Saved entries
········
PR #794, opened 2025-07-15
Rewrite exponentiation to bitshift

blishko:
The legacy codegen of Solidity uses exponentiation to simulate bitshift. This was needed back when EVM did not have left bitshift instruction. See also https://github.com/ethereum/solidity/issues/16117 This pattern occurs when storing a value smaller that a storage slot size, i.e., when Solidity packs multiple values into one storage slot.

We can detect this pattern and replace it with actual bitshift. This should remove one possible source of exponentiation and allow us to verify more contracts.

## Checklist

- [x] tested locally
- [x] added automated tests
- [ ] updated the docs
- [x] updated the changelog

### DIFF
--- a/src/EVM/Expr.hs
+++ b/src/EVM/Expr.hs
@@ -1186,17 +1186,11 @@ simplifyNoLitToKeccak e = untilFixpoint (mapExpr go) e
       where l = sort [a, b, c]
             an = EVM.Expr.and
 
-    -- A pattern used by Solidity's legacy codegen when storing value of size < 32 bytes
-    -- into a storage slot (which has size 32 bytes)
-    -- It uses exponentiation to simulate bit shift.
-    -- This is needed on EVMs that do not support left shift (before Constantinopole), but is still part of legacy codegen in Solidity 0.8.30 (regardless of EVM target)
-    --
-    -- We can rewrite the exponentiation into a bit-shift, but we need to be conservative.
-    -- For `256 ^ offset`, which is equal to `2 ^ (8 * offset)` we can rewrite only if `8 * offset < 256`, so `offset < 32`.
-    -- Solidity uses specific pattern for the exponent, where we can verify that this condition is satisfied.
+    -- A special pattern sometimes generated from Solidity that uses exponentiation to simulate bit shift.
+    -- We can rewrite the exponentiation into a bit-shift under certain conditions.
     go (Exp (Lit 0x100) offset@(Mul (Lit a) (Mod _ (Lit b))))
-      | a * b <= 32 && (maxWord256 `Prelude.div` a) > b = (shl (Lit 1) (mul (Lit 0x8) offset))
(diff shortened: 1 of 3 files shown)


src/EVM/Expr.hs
········
» **Aim of the task**
Set down, exactly as they appear, the line holding "- [x] tested locally" and every line after it until the records end.

» **Solution to this exercise**
- [x] tested locally
- [x] added automated tests
- [ ] updated the docs
- [x] updated the changelog

### DIFF
--- a/src/EVM/Expr.hs
+++ b/src/EVM/Expr.hs
@@ -1186,17 +1186,11 @@ simplifyNoLitToKeccak e = untilFixpoint (mapExpr go) e
       where l = sort [a, b, c]
             an = EVM.Expr.and
 
-    -- A pattern used by Solidity's legacy codegen when storing value of size < 32 bytes
-    -- into a storage slot (which has size 32 bytes)
-    -- It uses exponentiation to simulate bit shift.
-    -- This is needed on EVMs that do not support left shift (before Constantinopole), but is still part of legacy codegen in Solidity 0.8.30 (regardless of EVM target)
-    --
-    -- We can rewrite the exponentiation into a bit-shift, but we need to be conservative.
-    -- For `256 ^ offset`, which is equal to `2 ^ (8 * offset)` we can rewrite only if `8 * offset < 256`, so `offset < 32`.
-    -- Solidity uses specific pattern for the exponent, where we can verify that this condition is satisfied.
+    -- A special pattern sometimes generated from Solidity that uses exponentiation to simulate bit shift.
+    -- We can rewrite the exponentiation into a bit-shift under certain conditions.
     go (Exp (Lit 0x100) offset@(Mul (Lit a) (Mod _ (Lit b))))
-      | a * b <= 32 && (maxWord256 `Prelude.div` a) > b = (shl (Lit 1) (mul (Lit 0x8) offset))
(diff shortened: 1 of 3 files shown)


src/EVM/Expr.hs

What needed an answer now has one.